Network softwarization is an approach in which network control, management, and functions are decoupled from the data plane (i.e., network elements) and softwarized in a central control plane. Software-defined Networking (SDN) and Network Function Virtualization (NFV) technologies together achieves fully softwarized networks. SDN decouples the control plane of underlying network elements and centralized it in a controller. The controller in SDN decides how traffic is controlled in a network, and to do so it requires some method to communicate with the data plane. One such mechanism is OpenFlow, which is the first standard communication interface defined between the control and forwarding layers of an SDN architecture. Our research in SDN consists of but is not limited to network protection, efficient video streaming, flow table management, and software-defined mobility. Network-function virtualization (NFV) uses technologies like virtual machines or containers to virtualize entire classes of network node functions into building blocks that may be connected, or chained, to create communication services. A virtualized network function, or VNF, may consist of one or more virtual machines running different software and processes, on top of standard high-volume servers, switches and storage, or even cloud computing infrastructure, instead of having custom hardware appliances for each network function. Our research in NFV consists of but is not limited to network slicing based 5G architecture, admission control in network slicing, empirical comparison of virtualization technologies, and efficient monitoring system for VNFs.

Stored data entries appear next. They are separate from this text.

Issue #646, opened 2026-08-10
LoadBpfFile returns success with an incomplete map set; pod_state write then fails with EINVAL and the pod is isolated


tn20000:
**What happened**:

A cached eBPF map file descriptor in `policyEndpointeBPFContext` goes stale after a program reload, and every subsequent `ingress_pod_state_map` write for that `podIdentifier` fails with `EINVAL`. Because `UpdatePodStateEbpfMaps` swallows the error and the datapath treats a missing `pod_state` entry as `BPF_DROP`, the result is **permanent, total ingress blackholing of every pod sharing that `podIdentifier` on that node**, until the agent is restarted.

We hit this twice on one cluster. In the second occurrence, 7/7 pods of a churning pod set on the node were blackholed at birth over 57+ minutes. The agent never restarted (0 restarts), so this is not #514 — the trigger is an ordinary pod-driven program reload, not an `aws-node` recreate.

Log signature:

```
i Prog Load Succeeded for ingress, progFD: 45, pinpath: <podIdentifier>_handle_ingress
i Attempting to do an Ingress Attach with progFD: 45
i Pod has an Ingress hook attached. Update the corresponding map progFD: 45, mapName: ingress_pod_state_map, key: 0, value: {1}
e Ingress Pod State Map update failed: unable to update map: invalid argument
i Pod has an Egress hook attached. Update the corresponding map progFD: 49, mapName: egress_pod_state_map, key: 0, value: {1}
i Pod has an Ingress hook attached. Update the corresponding map progFD: 45, mapName: ingress_pod_state_map, key: 1, value: {1}
e Ingress Pod State Map update failed: unable to update map: invalid argument
```

Note egress (`progFD 49`) succeeds in the same call while ingress (`progFD 45`) fails — independent FDs go stale independently. Both keys 0 and 1 fail, so this is not a `max_entries` overflow.

**The affected pods had no NetworkPolicy selecting them, and that makes the impact worse rather than better.** `value: {1}` in those lines is `DEFAULT_ALLOW`, so this is `EnforceNpToPod` taking the "no active policies for this podIdentifier" branch and writing the *allow-everything* marker. The write failed, the entry was never created, and the datapath then dropped every packet — so a pod that no policy applies to was isolated precisely because its fail-open marker never landed. `AttacheBPFProbes` is called unconditionally before any policy check, so on a cluster with `enableNetworkPolicy: true` the exposure is every pod, not only policy-selected ones.

[...]

PR #648, opened 2026-08-10
fix(ebpf): reject a program load with an incomplete map set (pod_state EINVAL, #646)

tn20000:
## Summary

`LoadBpfFile` can return success with an incomplete direction-local map set. If that context is cached, a later pod-state update can index a zero-valued map and fail with `EINVAL`. This change makes the agent fail closed on unusable BPF state and preserves the currently attached datapath when a map write or attach operation fails.

## Changes

- Centralize the three required local maps for each TC direction (network policy, cluster policy, and pod state), and require a positive program FD plus nonzero map FDs before load, recovery, or map writes proceed.
- Reject incomplete recovery transactionally: hydrate all required shadow maps before publishing any recovered context, require every non-replaced direction, and propagate recovery failures to startup.
- Serialize attach, recovery publication, teardown, and map writes with stable per-pod locks. Existing TC filters are never detached on `EEXIST`; the attach error is returned while the existing filter and ownership state are preserved.
- Clean rejected successful loads using the SDK's separate loaded-map inventory, scope cleanup to the local program/maps, avoid double-close on retries, propagate failures through reconcilers and reattach, and cover the behavior with tests.

## Failure-handling contract

- A usable direction requires its program and all three direction-local maps. Missing or invalid state is an error, not an ordinary cache miss or a successful no-op.
- A pod-state write failure does not evict the context or shadow maps. The handles, attachment indexes, and ownership state remain available for a retry or diagnosis.
- Teardown removes context and shadow state only after both directions have been cleaned successfully; failed cleanup retains ownership state for retry.
- Rejected loads clean only resources attributable to that load. Shared global maps are not touched.

## Test Plan

- [x] Pre-merge Linux-focused package tests on `cfba3e9`:

  ```text
  $ docker run --rm -v /Users/fliang/.nora/worktrees/aws-network-policy-agent-648-minimal:/src -v /Users/fliang/go/pkg/mod:/go/pkg/mod:ro -w /src golang:1.26 go test ./pkg/ebpf ./pkg/utils ./controllers ./pkg/rpc
  ok   github.com/aws/aws-network-policy-agent/pkg/ebpf       0.045s
  ok   github.com/aws/aws-network-policy-agent/pkg/utils       0.006s
  ok   github.com/aws/aws-network-policy-agent/controllers     0.010s
  ok   github.com/aws/aws-network-policy-agent/pkg/rpc         0.012s
  ```

- [x] Merge conflict resolution against upstream `main` (`69fe6a5`) — `git diff --cached --check` clean; no unmerged index entries or conflict markers.
- [ ] Re-run the focused tests on merge head `f15c45e`; the local Docker daemon failed before container startup because a containerd layer was unavailable (`input/output error`).
- [ ] Race tests and integration tests require a working Linux environment; integration tests also require the Kubernetes test cluster/configuration.

## Deploy Plan

No relevant deploy plans.

### DIFF
--- a/pkg/ebpf/bpf_client.go
+++ b/pkg/ebpf/bpf_client.go
@@ -1339,14 +1339,14 @@ func (l *bpfClient) UpdatePodStateEbpfMaps(podIdentifier string, key int, state 
 		if !found {
 			sdkAPIErr.WithLabelValues("updateEbpfMap-egress-podstate-no-map").Inc()
 			egressErr = fmt.Errorf("map %s absent from bpf context for pod %s", utils.TC_EGRESS_POD_STATE_MAP, podIdentifier)
-			log().Errorf("Egress Map update failed: %v", egressErr)
+			log().Errorf("Egress Pod State Map update failed: %v", egressErr)
 		} else {
 			log().Infof("Pod has an Egress hook attached. Update the corresponding map progFD: %d, mapName: %s, key: %d, value: %d", egressProgFD, utils.TC_EGRESS_POD_STATE_MAP, keyval, podStateValue.state)
 			start := time.Now()
 			egressErr = mapToUpdate.CreateUpdateMapEntry(uintptr(unsafe.Pointer(&keyval)), uintptr(unsafe.Pointer(&podStateValue)), 0)
 			sdkAPILatency.WithLabelValues("updateEbpfMap-egress-podstate", fmt.Sprint(egressErr != nil)).Observe(msSince(start))
 			if egressErr != nil {
-				log().Errorf("Egress Map update failed: %v", egressErr)
+				log().Errorf("Egress Pod State Map update failed: %v", egressErr)
 				sdkAPIErr.WithLabelValues("updateEbpfMap-egress-podstate").Inc()
 				egressErr = fmt.Errorf("egress pod state map write: %w", egressErr)
 			}
--- a/pkg/ebpf/bpf_client.go
+++ b/pkg/ebpf/bpf_client.go
@@ -1271,15 +1271,23 @@ func (l *bpfClient) CreatePodStateEbpfEntryIfNotExists(podIdentifier string, key
 
 // evictBPFContextAfterPodStateFailure drops the cached BPFContext for podIdentifier after a
 // pod state map write has failed. The cached context can hold a program whose map set is
-// incomplete, and every write against that same context fails identically, so an in-process
-// retry cannot recover on its own. The PolicyEndpoint reconciler is the case that needs this:
-// it requeues with backoff and re-reads the cached context rather than reloading the program,
-// so without eviction it would retry the same unusable handles indefinitely. A pod state write
-// failure is already outage-grade (the datapath drops packets when the entry is missing), so
-// discard the context and let the next reconcile reload the program and re-derive its maps.
+// incomplete, and every write against that same context fails identically, so retrying
+// against the same cache entry can never recover. A pod state write failure is already
+// outage-grade -- the datapath drops packets while the entry is missing -- so discarding the
+// context is the cheaper risk: it forces the next attempt to program this podIdentifier to
+// reload the program and re-derive its maps instead of reusing the bad handles.
+//
+// Eviction is not itself a retry, and the callers differ in whether one follows. The
+// PolicyEndpoint and ClusterPolicyEndpoint reconcilers requeue with backoff and re-read the
+// context, so they recover; they are the case that needs eviction, because without it they
+// would retry the same unusable handles indefinitely. The RPC handler propagates the error to
+// the CNI, which fails the ADD and lets kubelet retry the sandbox. ReAttachEbpfProbes only
+// logs and continues, so nothing re-programs that podIdentifier until the next policy change
+// or agent restart; eviction still helps there by turning a poisoned cache entry into an
+// absent one, but it does not close that gap.
 func (l *bpfClient) evictBPFContextAfterPodStateFailure(podIdentifier string, op string) {
 	l.policyEndpointeBPFContext.Delete(podIdentifier)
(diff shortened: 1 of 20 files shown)


yash97:
Thanks for contribution, will review and test this pr, also looking for sdk fix mentioned. Will post update here in bundle

tn20000:
Hey thanks I pushed a new commit after upgrading to v1.4.1, seeing the error logs, and understood the errors a little bit more. Also added a new comment in #646 to explain it. Would appreciate your prompt help with the fix. 

AWS support case ID: 178639933100331

pkg/ebpf/bpf_client.go
```diff
@@ -1221,22 +1238,48 @@ func (l *bpfClient) CreatePodStateEbpfEntryIfNotExists(podIdentifier string, key
...
+// incomplete, and every write against that same context fails identically, so an in-process
+// retry cannot recover on its own. The PolicyEndpoint reconciler is the case that needs this:
+// it requeues with backoff and re-reads the cached context rather than reloading the program,
+// so without eviction it would retry the same unusable handles indefinitely. A pod state write
+// failure is already outage-grade (the datapath drops packets when the entry is missing), so
+// discard the context and let the next reconcile reload the program and re-derive its maps.
+func (l *bpfClient) evictBPFContextAfterPodStateFailure(podIdentifier string, op string) {
+	l.policyEndpointeBPFContext.Delete(podIdentifier)
+	log().Errorf("Evicted bpf context for podIdentifier %s after pod state %s failure; probes will be reloaded on the next reconcile", podIdentifier, op)
 }
```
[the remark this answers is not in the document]
tn20000: Good catch, and it was wrong for two of the three caller classes, not just one. Fixed in 572e01c.

`UpdatePodStateEbpfMaps` is reached from:

- the `PolicyEndpoint` / `ClusterPolicyEndpoint` reconcilers, which requeue with backoff and re-read the context, so a reconcile-driven reload really does follow;
- `pkg/rpc/rpc_handler.go`, which returns the error to the CNI, failing the ADD so kubelet retries the sandbox -- a retry, but not a reconcile;
- `ReAttachEbpfProbes`, which logs each failure and returns `nil`, so nothing re-programs that podIdentifier until the next policy change or agent restart.

The old wording named a mechanism that never runs in the last two, and it was worst exactly in the re-attach case -- the path where an operator reading the line most needs to know that no retry is coming.

The log now states what eviction did rather than who will act on it:

```
Evicted bpf context for podIdentifier %s after pod state %s failure; cached program handles are discarded, so the next attempt to program this podIdentifier will reload them
```

and the doc comment spells out the per-caller difference, including that eviction is still correct on the re-attach path (it turns a permanently poisoned cache entry into a merely absent one) but is not by itself a recovery.

On the second location you flagged: both sites call the one shared `evictBPFContextAfterPodStateFailure` helper, which holds the only copy of that log line, so this single change covers both.

The `ReAttachEbpfProbes` swallow itself is out of scope here -- that is a behavior change rather than a wording one, and it is the remaining permanent-isolation path from #646. I will send it as a separate PR.

Verified: `gofmt` clean, `GOOS=linux go build ./...` and `go vet ./pkg/ebpf/...` clean, and the full `pkg/ebpf` suite passes on linux/arm64 (29 tests, 40 subtests, 0 failures), including the `MissingMap` cases this PR added.

tn20000:
Also picked up the suppressed finding from the review body (`bpf_client.go:1342`, egress pod state log wording) in 34254ef.

It was worth taking rather than suppressing: both egress branches logged `Egress Map update failed`, which is the *same* string `UpdateEbpfMaps` logs for the policy map. So one log search spanned two different maps in two different functions with no way to tell them apart -- and the pod state map is the one whose absence drops the pod's traffic. Ingress was already specific, so this only brings egress in line; the policy map lines are unchanged.

pkg/ebpf/bpf_client.go
jaydeokar, line 1: While this will reject progs which does not have the required maps however it doesn't fix the root issue where a prog doesn't have all the maps. 
Can you share the NPA and SDK logs where you saw this issue on the node ?

tn20000:
```
  Test reproduction: vpc-cni v1.23.0-eksbuild.1,
  aws-network-policy-agent v1.4.1, ebpf-sdk v1.0.15
  (2026-08-14, UTC)

  04:35:01.340Z INFO  ebpf/bpf_client.go:793
    Prog Load Succeeded for ingress, maps: 2

  04:35:02.626Z ERROR rpc/rpc_handler.go:162
    Ingress Pod State Map update failed:
    unable to update map: invalid argument

  04:35:02.626Z ERROR rpc/rpc_grpc.pb.go:261
    Pod state map update failed while updating network policy state:
    ingress pod state map write: unable to update map: invalid argument
```
The failure occurred approximately 1.286 seconds after the loader reported maps: 2. The two error records are separate handler/RPC logging layers for one apparent map-update failure, not two independent failures. The complete unredacted bounded log window was provided to AWS Support in case 178639933100331.

pkg/ebpf/bpf_client.go
```diff
@@ -996,6 +996,23 @@ func (l *bpfClient) loadBPFProgram(fileName string, direction string,
 		return nil, -1, fmt.Errorf("program loaded but has no associated maps for pod %s direction %s progFD %d", podIdentifier, direction, progFD)
 	}
 
+	// A non-empty map set is not sufficient: the SDK has been observed returning a
```
viveksb007: this is just 1 of the map, we can add a correctness checker post the SDK loads the program and as part of that correctness check - we can check for all maps needed by ingress and egress program (could be separate set of maps). If correctness check fails, return err from here (we don't need to add guardrails all over the place).

also it would be great to reference these maps in single place instead of re-declaring it from maintenance perspective.

tn20000: Hey Vivek I updated the PR to address your comments and resolve merge conflicts. It's still up to your team to decide whichever parts you want to incorporate since you guys are the experts here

A wireless ad hoc network is a decentralized type of wireless network, in which the network does not rely on a pre-existing infrastructure. Instead, each node participates in routing by forwarding data for other nodes, and so the determination of which nodes forward data is made dynamically based on the network connectivity. Ad hoc sensor networks can be very effective in disseminating and collecting sensory data, providing a digital sense of the environmental conditions to smart applications. Herein, spatially distributed autonomous sensors cooperatively pass their sensed data through the network to a base station. The research challenges are now driven toward the speed of collection and reliability under realistic changeable wireless medium condition, given diverse underlying emerging technologies, such as energy harvesting and multi-channel. Today, such networks play a vital role to realize the coming 5th industrial revolution.

Technology is becoming ubiquitous in our daily lives, and human interaction is no longer limited with only computers but has extended to all kind of devices like smart phones, smart homes, smart virtual assistants, and smart vending machines etc. Form factors and interfaces of all these devices are very different from each other and that requires more innovative ways of human interaction to enhance user experience. With widespread adoption of smart phones, users’ intuitive nature towards forms of interactions has significantly evolved. In Human-X-Interaction studies we investigate this evolution of human nature to understand what kind of interactions will be perceived intuitive in future and how interfaces must be evolved to provide seamless experience. In particular, research in intuitive interaction interfaces for variety of smart homes IoT devices and industry 4.0 robotics has significant importance in near future.